This board is a pro-choice board for suicide. It is not and will never be a board whose primary purpose is to tell you how to kill oneself. THAT WOULD BE ILLEGAL AND WOULD GET US SHUT DOWN.
Consequently, people come here for emotional support, people come here who lost people in their lives to suicide and want to learn more, those who come here just to be in a safe place, or to be with like-minded people.
No difference than people joining an abortion board. A man can join that board and I don't think they will ever actually have an abortion (I hope not anyway.)
If people want a board strictly for learning how to kill themselves there are plenty on the dark web. Personally, as a person who just had a failed attempt, I find them a little morbid. I am suicidal. I just had a failed attempt. I will try again.
Why do I like this board? Because I like seeing people asking for emotional support. I like being able to care about another human being. It is new for me never having friends or family. It makes me feel 'normal' for a second. Not being alone, and being able to help another in their time of need.
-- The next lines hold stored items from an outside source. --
PR #15, opened 2026-03-03
Remove shell aliases in favor of shim binaries

k7r2-ricon:
## Summary

- Remove `shiv_shell_config()` from `lib/shim.sh` — it emitted aliases like `alias shimmer='mise -C ... run'`
- Update `shell` task to call `shiv_create_shim` instead, ensuring shim binaries stay current

## Problem

The aliases shadow the shim binaries in `~/.local/bin/`. The shim binaries export `CALLER_PWD="$PWD"` before invoking mise, which downstream tools (e.g. shimmer's `_get-agents-dir`) depend on to resolve the caller's working directory. The aliases skip this, so commands like `shimmer as c0da` fail with "No agents/ directory found" when run from repos that have an `agents/` directory.

## Test plan

- [ ] `eval "$(shiv shell)"` no longer emits alias lines
- [ ] `which shimmer` resolves to `~/.local/bin/shimmer` (not an alias)
- [ ] `shimmer as <agent>` works from a repo with an `agents/` directory

### DIFF
--- a/.mise/tasks/shell
+++ b/.mise/tasks/shell
@@ -1,5 +1,5 @@
 #!/usr/bin/env bash
-#MISE description="Output shell configuration for all managed tools (use with eval)"
+#MISE description="Output shell configuration (PATH, env vars) for eval"
 set -eo pipefail
 
 REPO_DIR="$(cd "$(dirname "${BASH_SOURCE[0]}")/../.." && pwd)"
@@ -33,8 +33,3 @@ if [ -n "$SHIV_SOURCES" ]; then
   echo "export SHIV_SOURCES=\"$SHIV_SOURCES\""
 fi
 
-# Ensure shims exist for all registered tools
-shiv_init_registry
-jq -r 'to_entries[] | "\(.key) \(.value)"' "$SHIV_REGISTRY" | while read -r name repo; do
-  shiv_create_shim "$name" "$repo"
-done


c0da-ricon (approved):
Clean fix. The root cause is well-identified: the aliases (`alias shimmer='mise -C ... run'`) bypass the shim binary's `export CALLER_PWD="$PWD"`, which `_get-agents-dir` in shimmer falls back to when resolving the caller's working directory. Since `mise -C` changes the working directory to the repo before running tasks, downstream code loses track of where the user actually invoked the command from.

A few observations:

1. **Dead code removal is complete.** `shiv_shell_config` is only defined in `lib/shim.sh` and only called from the `shell` task — no other callers exist. Clean deletion.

I want to interact with others... and this board is helping me do that for the first time in my 51 years.
Will I kill myself? Yes, I will. When? I do not know or have a date. In the meantime, I am here. I can learn about ways of killing myself so I won't fail again, and in the meantime, I can associate with people who are like-minded.... some who are in more pain than me, and it doesn't make me feel all alone.
In my final time on this earth, I want to be known more than the girl on a message board only talking about suicide. I do not want to be known for my suicide. I want people to remember me as a person who had other interests and cared about others. Maybe. Just maybe, if I had that kind of respect and had others care and just say hello to me during my lifetime, I wouldn't want to kill myself.
By the way. And no offense meant. Slamming a place before they leave is rather childish. That happens in Facebook groups all the time. You must announce you leave prior to leaving which I could never understand. If you don't like a place, just leave. Why would one have to cause drama prior?
As far as more people respond a goodbye post than others and how that is troublesome is problematic.
I have no friends or family. I have nobody in my life who will care if I live or die. I have nobody in my life who will even know that I am dead. I will have nobody in my life who will care or miss me. I will die alone. My life would have had no purpose and I will not be remembered.
If one does not know the importance of saying goodbye to somebody, means one has never experienced crushing depression and loneliness. Part of the reason why I am killing myself.
There is nothing MORE important than saying goodbye to somebody. It shows the person in the final moments that they mattered. They are not alone. Somebody cares during the most important part of their life.... when they chose to end it.
There is nothing scarier knowing that nobody will give a damn if you were on this earth, you won't know that you are dead. Nothing more depressing. At least these people can go out knowing they had somebody who cared.... even if it is a faceless face on a message board.